*THE DATA:*
________________
PR #147, opened 2024-05-09
Add unique slug validation to “Form name” step

colinrotherham:
This PR adds validation to the "Form name" step to check if it's unique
________________
*THE TASK:* Please return every line in the data that includes the string "name".

*YOUR SOLUTION:*
Add unique slug validation to “Form name” step
This PR adds validation to the "Form name" step to check if it's unique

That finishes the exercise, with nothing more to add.